Records from a data collection
□ □ □ □ □ □ □
PR #161, opened 2018-04-29
Fix issues detected with GCC 7

cecilios:
Most of the issues were just cosmetic changes. But a couple of them were real bugs (using operator ~ instead of !).

### DIFF
--- a/include/lomse_tree.h
+++ b/include/lomse_tree.h
@@ -99,7 +99,9 @@ public:
             depth_first_iterator& operator ++()
             {
                 if (m_currentNode == nullptr)
+                {
                     return *this;   //we are at end and will remain there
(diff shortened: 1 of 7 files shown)


hugbug:
When GCC reports misleading indentation after if statements that's because the source files contain mixed indentation with tabs and spaces. By default GCC assumes tab is equal to 8 spaces. However in Lomse sources tab is equal to 4 spaces.

When GCC reports such warning you should check if if-statement and the next line are both indented with the same indentation character. You don't have to add curly braces.

Another possibility is to use special GCC option `-ftabstop=4`.

You may also want to check warnings from clang. There are some interesting reports about overridden virtual functions with changed parameter list.

PR #170, opened 2018-06-14
ScorePlayer thread start synchronisation

hugbug:
`ScorePlayer` has member `m_pThread` pointing to playback thread. It is initialised in `ScorePlayer::play_segment`:
```C++
m_pThread = LOMSE_NEW SoundThread(&ScorePlayer::thread_main, this,
```

and then used in `ScorePlayer::do_play`:
```C++
if (!m_pMidi || !m_pThread)
{
      LOMSE_LOG_DEBUG(Logger::k_score_player, "<< Enter. No Midi or no thread. << Exit");
      return;
}
```

Depending on how thread scheduler on OS works the new thread may become active before the first thread continues execution. In this case `m_pThread` may be not yet initialised when it is checked in `do_play`, causing do_play to immediately terminate.

This happens pretty often on Windows causing ScorePlayerTest to fail. In theory this may happen on other OSes too but I didn't see this test failed on Linux or macOS yet.

The proposed fix uses mutex to ensure the main function of the new thread is executed after `m_pThread` is initialised.

### DIFF
--- a/include/lomse_score_player.h
+++ b/include/lomse_score_player.h
@@ -86,6 +86,7 @@ class ScorePlayer
 protected:
     LibraryScope&       m_libScope;
     SoundThread*        m_pThread;      //execution thread
+    std::mutex          m_startMutex;   //mutex so synchronize thread start
     MidiServerBase*     m_pMidi;        //MIDI server to receive MIDI events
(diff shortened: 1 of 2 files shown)


cecilios:
Hi, thanks for this. It looks like a reasonable change.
□ □ □ □ □ □ □
[Assigned task]:
Tell how many lines in the entries above include the word "return", and respond with the number alone.

[Finished task]:
2